**MATERIAL PROVIDED**
PR #24, opened 2021-11-09
*: Prepare v0.12.1

mxinden:


mxinden:
[Tagged](https://github.com/mxinden/rust-open-metrics-client/releases/tag/v0.12.1) and [published](https://crates.io/crates/open-metrics-client/0.12.1).

//CC @divagant-martian

mxinden:
I yanked the release due to https://github.com/libp2p/rust-libp2p/issues/2333#issuecomment-964668411. I will most likely cut a new release (`v0.13.0`) tomorrow.

divagant-martian:
I'm surprised about this error since there is a test with that specific function. I'll look into it

divagant-martian:
So it looks like the type inference breaks. The failing lines are fixed by specifying the types. I don't see an alternative and thus would make it a breaking change indeed

PR #35, opened 2022-01-19
src/lib: Make imports visible in example code

### LINKED ISSUE #34: Hidden imports in lib.rs example code
Hello folks,

Looking at the example code in [lib.rs](https://github.com/prometheus/client_rust/blob/master/src/lib.rs) (when rendered on docs.rs), it was a little confusing to figure out what was going on due to many functions and types from the client_rust library being imported but the imports themselves being hidden.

**REQUIRED WORK**
Every line above should be duplicated exactly as it stands.

**SOLVED PROBLEM**
PR #24, opened 2021-11-09
*: Prepare v0.12.1

mxinden:


mxinden:
[Tagged](https://github.com/mxinden/rust-open-metrics-client/releases/tag/v0.12.1) and [published](https://crates.io/crates/open-metrics-client/0.12.1).

//CC @divagant-martian

mxinden:
I yanked the release due to https://github.com/libp2p/rust-libp2p/issues/2333#issuecomment-964668411. I will most likely cut a new release (`v0.13.0`) tomorrow.

divagant-martian:
I'm surprised about this error since there is a test with that specific function. I'll look into it

divagant-martian:
So it looks like the type inference breaks. The failing lines are fixed by specifying the types. I don't see an alternative and thus would make it a breaking change indeed

PR #35, opened 2022-01-19
src/lib: Make imports visible in example code

### LINKED ISSUE #34: Hidden imports in lib.rs example code
Hello folks,

Looking at the example code in [lib.rs](https://github.com/prometheus/client_rust/blob/master/src/lib.rs) (when rendered on docs.rs), it was a little confusing to figure out what was going on due to many functions and types from the client_rust library being imported but the imports themselves being hidden.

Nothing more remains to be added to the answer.